→ **Records to process**
PR #499, opened 2018-11-20
Allow documents to be "removed" or "retired"

leenagupte:
Trello: https://trello.com/c/H3jeLoZW

## Motivation

We don't currently support unpublishing or withdrawing a document (which in our app has the terminology of remove and retire respectively).

Our intention is to do this for users if they ask us to do so while in private beta.

This implements the minimal functionality required to allow users to request a document be retired/removed via zendesk. Only the backend call to publishing-api has been implemented, and is executed via a rake task.

The frontend and changes to the "state" of the document will be implemented later.

### DIFF
--- a/app/services/document_unpublishing_service.rb
+++ b/app/services/document_unpublishing_service.rb
@@ -5,9 +5,15 @@ class DocumentUnpublishingService
     GdsApi.publishing_api_v2.unpublish(document.content_id, type: "withdrawal", explanation: explanatory_note, locale: locale)
   end
 
-  def remove(document, explanatory_note: nil, alternative_path: nil)
+  def remove(document, explanatory_note: nil, alternative_path: nil, locale: "en")
     delete_assets(document.images)
-    GdsApi.publishing_api_v2.unpublish(document.content_id, type: "gone", explanation: explanatory_note, alternative_path: alternative_path)
+    GdsApi.publishing_api_v2.unpublish(
+      document.content_id,
+      type: "gone",
+      explanation: explanatory_note,
+      alternative_path: alternative_path,
+      locale: locale,
+    )
   end
 
   def remove_and_redirect(document, redirect_path)
--- a/app/services/document_unpublishing_service.rb
+++ b/app/services/document_unpublishing_service.rb
@@ -5,9 +5,9 @@ class DocumentUnpublishingService
     GdsApi.publishing_api_v2.unpublish(document.content_id, type: "withdrawal", explanation: explanatory_note, locale: locale)
   end
 
-  def remove(document)
+  def remove(document, explanatory_note: nil)
     delete_assets(document.images)
-    GdsApi.publishing_api_v2.unpublish(document.content_id, type: "gone")
+    GdsApi.publishing_api_v2.unpublish(document.content_id, type: "gone", explanation: explanatory_note)
   end
 
   def remove_and_redirect(document, redirect_path)
--- a/app/services/document_unpublishing_service.rb
+++ b/app/services/document_unpublishing_service.rb
@@ -4,4 +4,8 @@ class DocumentUnpublishingService
   def retire(document, explanatory_note)
     GdsApi.publishing_api_v2.unpublish(document.content_id, type: "withdrawal", explanation: explanatory_note)
   end
+
+  def remove(document)
+    GdsApi.publishing_api_v2.unpublish(document.content_id, type: "gone")
+  end
 end
--- a/app/services/document_unpublishing_service.rb
+++ b/app/services/document_unpublishing_service.rb
@@ -1,8 +1,8 @@
 # frozen_string_literal: true
 
 class DocumentUnpublishingService
-  def retire(document, explanatory_note)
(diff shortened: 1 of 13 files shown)


spec/features/workflow/unpublishing_spec.rb
```diff
@@ -0,0 +1,61 @@
+# frozen_string_literal: true
+
+require "spec_helper"
```
benthorner: We've setup the app so you don't need to require the spec_helper :-).

spec/services/document_unpublishing_service_spec.rb
```diff
@@ -0,0 +1,72 @@
+# frozen_string_literal: true
+
+require "spec_helper"
+
+RSpec.describe DocumentUnpublishingService do
+  describe "#retire" do
+    let(:document) { create(:document) }
+
+    before do
+      @explanatory_note = "The document is out of date"
```
benthorner: Could this be a let?

spec/features/workflow/unpublishing_spec.rb
```diff
@@ -0,0 +1,61 @@
...
+require "rake"
+
+Rails.application.load_tasks
```
benthorner: I think this will have an effect for all the specs - would be good to move this somewhere central so it's clear it applies globally.

leenagupte: I'll move it to `spec_helper`

spec/features/workflow/unpublishing_spec.rb
leenagupte: Fixed up. The other test files have been cleaned up too.

spec/features/workflow/unpublishing_spec.rb
leenagupte: Fixed up.

spec/services/document_unpublishing_service_spec.rb
benthorner: That's interesting - you mean like `let(:explanatory_note) { "blah" }`?

leenagupte: Exactly like that.

leenagupte: Just tried it again, and it's working now. I must have had a syntax error earlier.

leenagupte: Fixed up.

benthorner: It works for me (removing the @ everywhere).

benthorner: Just missed your comment :-).

leenagupte:
@kevindew @benthorner If you're both happy, I'll merge.

benthorner:
👍

app/services/document_unpublishing_service.rb
```diff
@@ -0,0 +1,22 @@
+# frozen_string_literal: true
+
+class DocumentUnpublishingService
+  def retire(document, explanatory_note)
+    GdsApi.publishing_api_v2.unpublish(document.content_id, type: "withdrawal", explanation: explanatory_note)
```
kevindew: For these api calls I think it'd make sense to include the locale in this. I know for now we'll only being dealing with "en" but be good to not have surprises later when this becomes more pertinent.

lib/tasks/unpublish.rake
```diff
@@ -0,0 +1,28 @@
+# frozen_string_literal: true
+
+namespace :unpublish do
+  desc "Retire a document"
+  task :retire_document, %I(base_path explanatory_note) => :environment do |_, args|
+    raise "Missing base_path parameter" unless args.base_path
+    raise "Missing explanatory_note parameter" unless args.explanatory_note
+
+    document = Document.find_by(base_path: args.base_path)
```
kevindew: I'm not sure we can safely rely on base path here to remove documents as it could have changed in a later draft of their document. 

I'd probably suggest using the `fe7c00c1-a34f-419c-88eb-c844ba70b1c5:en` hybrid since that's the identifier we use for all our URLs?

app/services/document_unpublishing_service.rb
leenagupte: I'll update and fix up.

lib/tasks/unpublish.rake
leenagupte: I'll add locale as a optional parameter to the rake task, with "en" as the default and make "content_id" the required param rather than base_path.

leenagupte:
@kevindew 

> These tasks will fail if these are drafts and not published on the Publishing API - should we handle that here?

It probably doesn't need to be on the service in the same way that `publish_draft` doesn't check the state of the document before trying to publish. But something could be added to the rake task to fail early if the document is in an invalid state.

> Similarly if we have a draft and are published we may want to be able to discard the published item but keep the draft

the default action is not to discard drafts. See: https://github.com/alphagov/gds-api-adapters/blob/master/lib/gds_api/publishing_api_v2.rb#L147

leenagupte:
@kevindew @benthorner I'm closing this PR. It's been replaced with #510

→ **Your task**
Output the whole listing again, keeping every line identical.

→ **Solution**
PR #499, opened 2018-11-20
Allow documents to be "removed" or "retired"

leenagupte:
Trello: https://trello.com/c/H3jeLoZW

## Motivation

We don't currently support unpublishing or withdrawing a document (which in our app has the terminology of remove and retire respectively).

Our intention is to do this for users if they ask us to do so while in private beta.

This implements the minimal functionality required to allow users to request a document be retired/removed via zendesk. Only the backend call to publishing-api has been implemented, and is executed via a rake task.

The frontend and changes to the "state" of the document will be implemented later.

### DIFF
--- a/app/services/document_unpublishing_service.rb
+++ b/app/services/document_unpublishing_service.rb
@@ -5,9 +5,15 @@ class DocumentUnpublishingService
     GdsApi.publishing_api_v2.unpublish(document.content_id, type: "withdrawal", explanation: explanatory_note, locale: locale)
   end
 
-  def remove(document, explanatory_note: nil, alternative_path: nil)
+  def remove(document, explanatory_note: nil, alternative_path: nil, locale: "en")
     delete_assets(document.images)
-    GdsApi.publishing_api_v2.unpublish(document.content_id, type: "gone", explanation: explanatory_note, alternative_path: alternative_path)
+    GdsApi.publishing_api_v2.unpublish(
+      document.content_id,
+      type: "gone",
+      explanation: explanatory_note,
+      alternative_path: alternative_path,
+      locale: locale,
+    )
   end
 
   def remove_and_redirect(document, redirect_path)
--- a/app/services/document_unpublishing_service.rb
+++ b/app/services/document_unpublishing_service.rb
@@ -5,9 +5,9 @@ class DocumentUnpublishingService
     GdsApi.publishing_api_v2.unpublish(document.content_id, type: "withdrawal", explanation: explanatory_note, locale: locale)
   end
 
-  def remove(document)
+  def remove(document, explanatory_note: nil)
     delete_assets(document.images)
-    GdsApi.publishing_api_v2.unpublish(document.content_id, type: "gone")
+    GdsApi.publishing_api_v2.unpublish(document.content_id, type: "gone", explanation: explanatory_note)
   end
 
   def remove_and_redirect(document, redirect_path)
--- a/app/services/document_unpublishing_service.rb
+++ b/app/services/document_unpublishing_service.rb
@@ -4,4 +4,8 @@ class DocumentUnpublishingService
   def retire(document, explanatory_note)
     GdsApi.publishing_api_v2.unpublish(document.content_id, type: "withdrawal", explanation: explanatory_note)
   end
+
+  def remove(document)
+    GdsApi.publishing_api_v2.unpublish(document.content_id, type: "gone")
+  end
 end
--- a/app/services/document_unpublishing_service.rb
+++ b/app/services/document_unpublishing_service.rb
@@ -1,8 +1,8 @@
 # frozen_string_literal: true
 
 class DocumentUnpublishingService
-  def retire(document, explanatory_note)
(diff shortened: 1 of 13 files shown)


spec/features/workflow/unpublishing_spec.rb
```diff
@@ -0,0 +1,61 @@
+# frozen_string_literal: true
+
+require "spec_helper"
```
benthorner: We've setup the app so you don't need to require the spec_helper :-).

spec/services/document_unpublishing_service_spec.rb
```diff
@@ -0,0 +1,72 @@
+# frozen_string_literal: true
+
+require "spec_helper"
+
+RSpec.describe DocumentUnpublishingService do
+  describe "#retire" do
+    let(:document) { create(:document) }
+
+    before do
+      @explanatory_note = "The document is out of date"
```
benthorner: Could this be a let?

spec/features/workflow/unpublishing_spec.rb
```diff
@@ -0,0 +1,61 @@
...
+require "rake"
+
+Rails.application.load_tasks
```
benthorner: I think this will have an effect for all the specs - would be good to move this somewhere central so it's clear it applies globally.

leenagupte: I'll move it to `spec_helper`

spec/features/workflow/unpublishing_spec.rb
leenagupte: Fixed up. The other test files have been cleaned up too.

spec/features/workflow/unpublishing_spec.rb
leenagupte: Fixed up.

spec/services/document_unpublishing_service_spec.rb
benthorner: That's interesting - you mean like `let(:explanatory_note) { "blah" }`?

leenagupte: Exactly like that.

leenagupte: Just tried it again, and it's working now. I must have had a syntax error earlier.

leenagupte: Fixed up.

benthorner: It works for me (removing the @ everywhere).

benthorner: Just missed your comment :-).

leenagupte:
@kevindew @benthorner If you're both happy, I'll merge.

benthorner:
👍

app/services/document_unpublishing_service.rb
```diff
@@ -0,0 +1,22 @@
+# frozen_string_literal: true
+
+class DocumentUnpublishingService
+  def retire(document, explanatory_note)
+    GdsApi.publishing_api_v2.unpublish(document.content_id, type: "withdrawal", explanation: explanatory_note)
```
kevindew: For these api calls I think it'd make sense to include the locale in this. I know for now we'll only being dealing with "en" but be good to not have surprises later when this becomes more pertinent.

lib/tasks/unpublish.rake
```diff
@@ -0,0 +1,28 @@
+# frozen_string_literal: true
+
+namespace :unpublish do
+  desc "Retire a document"
+  task :retire_document, %I(base_path explanatory_note) => :environment do |_, args|
+    raise "Missing base_path parameter" unless args.base_path
+    raise "Missing explanatory_note parameter" unless args.explanatory_note
+
+    document = Document.find_by(base_path: args.base_path)
```
kevindew: I'm not sure we can safely rely on base path here to remove documents as it could have changed in a later draft of their document. 

I'd probably suggest using the `fe7c00c1-a34f-419c-88eb-c844ba70b1c5:en` hybrid since that's the identifier we use for all our URLs?

app/services/document_unpublishing_service.rb
leenagupte: I'll update and fix up.

lib/tasks/unpublish.rake
leenagupte: I'll add locale as a optional parameter to the rake task, with "en" as the default and make "content_id" the required param rather than base_path.

leenagupte:
@kevindew 

> These tasks will fail if these are drafts and not published on the Publishing API - should we handle that here?

It probably doesn't need to be on the service in the same way that `publish_draft` doesn't check the state of the document before trying to publish. But something could be added to the rake task to fail early if the document is in an invalid state.

> Similarly if we have a draft and are published we may want to be able to discard the published item but keep the draft

the default action is not to discard drafts. See: https://github.com/alphagov/gds-api-adapters/blob/master/lib/gds_api/publishing_api_v2.rb#L147

leenagupte:
@kevindew @benthorner I'm closing this PR. It's been replaced with #510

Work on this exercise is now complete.